João Freitas

The following is a blog post about database migrations, how developers usually treat them, and how Git commits can be used to keep track of them instead of keeping them as files in the project repository.

https://andrealeopardi.com/posts/get-rid-of-your-old-database-migrations/


Database migrations are great. I love to be able to change the shape of tables and move data around in a controlled way to avoid issues and downtime. However, lately I started to view migrations more like Git commits than like active pieces of code in my applications. In this post, I want to dig a bit deeper into the topic. I’ll start with some context on database migrations, I’ll expand on the Git commits analogy, and I’ll show you what I’ve been doing instead.

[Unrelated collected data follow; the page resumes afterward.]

PR #1536, opened 2026-07-28
fix: close mobile More menu on outside tap or Escape key press

### LINKED ISSUE #1509: "More" menu on mobile needs to be dismissible by tapping outside of it.
The mobile "More" menu needs to support being closed when tapping off of it. We should not block any selection of elements thought. For example we should still be able to select a verse, or select anything in the top quick toolbar, while the More menu is open.

Image

### LINKED ISSUE #1510: Mobile search bar does not dismiss when opening the "More" menu.
## What is happening

If you open the search tool on mobile and then tap the More button, the search bar stays on screen.

Image

## What I expected

Tapping the More button should have dismissed the search bar.

mazenemad:
fixes #1509 
fixes #1510

### DIFF
--- a/packages/seed-bible/seed-bible/components/BibleReaderToolbar/BibleReaderToolbar.tsx
+++ b/packages/seed-bible/seed-bible/components/BibleReaderToolbar/BibleReaderToolbar.tsx
@@ -545,6 +545,9 @@ export function BibleReaderToolbar(props: BibleReaderToolbarProps) {
     )
   );
   const isMoreMenuOpen = useSignal(false);
+  // The mobile More button, so dismissing its menu with Escape can hand focus
+  // back to it instead of dropping it on the removed popover.
+  const moreButtonRef = useRef<HTMLButtonElement>(null);
   const selectedToolbarToolId = useSignal<string | null>(null);
   const selectedVerseToolId = useSignal<string | null>(null);
   // Whether the mobile verse sheet shows its overflow actions (the "More" /
@@ -839,6 +842,13 @@ export function BibleReaderToolbar(props: BibleReaderToolbarProps) {
   // toolbar button works normally while the menu is open, it just also
   // dismisses the menu. Capture phase so we still see the tap even if the
   // target stops propagation.
+  //
+  // `pointerdown` (rather than `click`) means a touch-scroll that starts while
+  // the menu is open also dismisses it, since a scroll gesture begins with a
+  // pointerdown. That is intended: it matches how dropdowns usually behave, and
+  // dismissing as the gesture starts feels more responsive than waiting for it
+  // to finish. Scrolling the menu's own list is unaffected — those touches land
+  // inside the anchor and return early below.
   useEffect(() => {
     if (!isMoreMenuOpen.value) return;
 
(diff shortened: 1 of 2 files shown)


Blitzy:
> [!NOTE]

## Code Review — close mobile More menu on outside tap / Escape

**Scope:** one file, `components/BibleReaderToolbar/BibleReaderToolbar.tsx` — a single `useEffect` that, while the mobile More menu is open, listens on `document` for a capture-phase `pointerdown` (closing the menu when the tap lands outside `.sb-reader-toolbar-more-anchor`) and for `Escape` on `keydown`.

### Verdict

This looks correct and it satisfies both halves of issue No. 1509:

- **Closes on outside tap** — a `pointerdown` whose target is not inside `.sb-reader-toolbar-more-anchor` sets `isMoreMenuOpen.value = false`.
- **Does not block other selections** — because the listener never calls `preventDefault()`/`stopPropagation()`, the same tap still reaches its target. I verified the top quick-toolbar buttons and the chapter verses are **not** descendants of `.sb-reader-toolbar-more-anchor`, so tapping them both closes the menu *and* performs the button action / verse selection, exactly as the issue asks.

I also confirmed a few things that could have been landmines but are fine:

- `MobileMoreMenu` is rendered inline as a child of the anchor `<div>` (not portaled), and its popover is `position: absolute` inside the `position: relative` anchor — so `target.closest(".sb-reader-toolbar-more-anchor")` correctly treats taps on the popover and its items as "inside." Menu-item taps don't self-dismiss via this handler; the items' own `onClick` handles closing.
- Tapping the More button to **close** while open: the capture `pointerdown` early-returns (button is inside the anchor), then the button's `onClick` toggles it shut — a single, clean close, no double-toggle/reopen.
- The listener is attached after the open (open happens on `click`, which follows the opening `pointerdown`), so the interaction that opens the menu can't immediately re-close it.
- The `[isMoreMenuOpen.value]` dependency and capture-phase document listener mirror the existing `hasVerseSelection` outside-click effect a few lines above, so the pattern is consistent with the file.

No critical, high, or medium-severity issues found. The items below are minor.

---

### Low

**No. 1 — Escape doesn't return focus to the More button (accessibility).**
When the menu is dismissed with `Escape`, keyboard focus is left wherever it was rather than moving back to the trigger. For a keyboard/screen-reader user this means focus can end up "lost" after closing. Note the button already exposes `aria-expanded`, so it's clearly intended to be keyboard-operable.

*Reproduction:* focus the More button with the keyboard, press Enter/Space to open, press Escape — focus is not restored to the More button.

*Suggested fix:* stash the trigger element when opening and restore focus on close. Roughly:

```tsx
const handleKeyDown = (event: KeyboardEvent) => {
  if (event.key === "Escape") {
    isMoreMenuOpen.value = false;
    moreButtonRef.current?.focus(); // ref on the More <button>
  }
};
```

This is a nice-to-have polish, not a blocker for a mobile-first menu.

**No. 2 — On touch devices the menu closes when a scroll gesture starts.**
`pointerdown` fires at the beginning of a touch-scroll, not just on a discrete tap. So if a user starts scrolling the chapter content while the More menu is open, the menu dismisses on the first touch. This is standard dropdown behavior and is very likely the desired outcome — flagging it only so it's a conscious decision. Worth a quick check on the deployed branch (https://alpha.seedbible.org/b/fix_mobile-more-menu-tap-off-close) that dismiss-on-scroll-start feels right; if not, switching the outside handler to `click` (which won't fire on a scroll) would be the alternative, at the cost of not dismissing until the gesture completes.

### Nits (optional)

**No. 3 — Capture vs. bubble inconsistency with the sibling listener.** This new outside-click effect uses the capture phase (`, true`) while the adjacent `hasVerseSelection` outside-click effect uses the bubble phase. The inline comment explains capture is intentional (so a target that stops propagation is still seen), so this is fine — just noting the two similar handlers now differ, in case you want them uniform.

**No. 4 — No automated test.** There's currently no test file for `BibleReaderToolbar`, so I'm not treating this as a gap, but if you later add DOM tests for the toolbar, "outside `pointerdown` closes the menu" and "tap on a quick-toolbar button both closes the menu and fires its action" would be the two cases worth locking in.

---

I mostly write Elixir, so my examples will be in Elixir. If you’re interested in the workflow I’m currently using for Elixir, jump to the last section of the post.

Cover image of a flock of birds flying, with a sunset sky in the background

Cover image of a flock of birds flying, with a sunset sky in the background

What Are DB Migrations

DB migrations are pieces of code that you run to change the schema (and data, if desired) of your database. Wikipedia does a great job at explaining migrations, their history, and their use cases. I’ll write a few words here for context, but go read that if you want to dig deeper.

Migrations have a few selling points over executing direct SQL commands.

First, database migrations usually keep information about the migrations themselves in a dedicated database table. To be precise, the framework that runs the migrations is the one storing information in that table. The framework uses this table to only run migrations that have not been run yet.

Another benefit is that you’ll usually write migrations in a way that makes it possible to roll them back. “Rolling back” a migration means executing SQL statements that revert the changes done in that migration. Most database frameworks can infer the rollback steps from the migration definition if the migration is simple enough. This results in concise pieces of code to alter the database schema that can be executed “in both directions”.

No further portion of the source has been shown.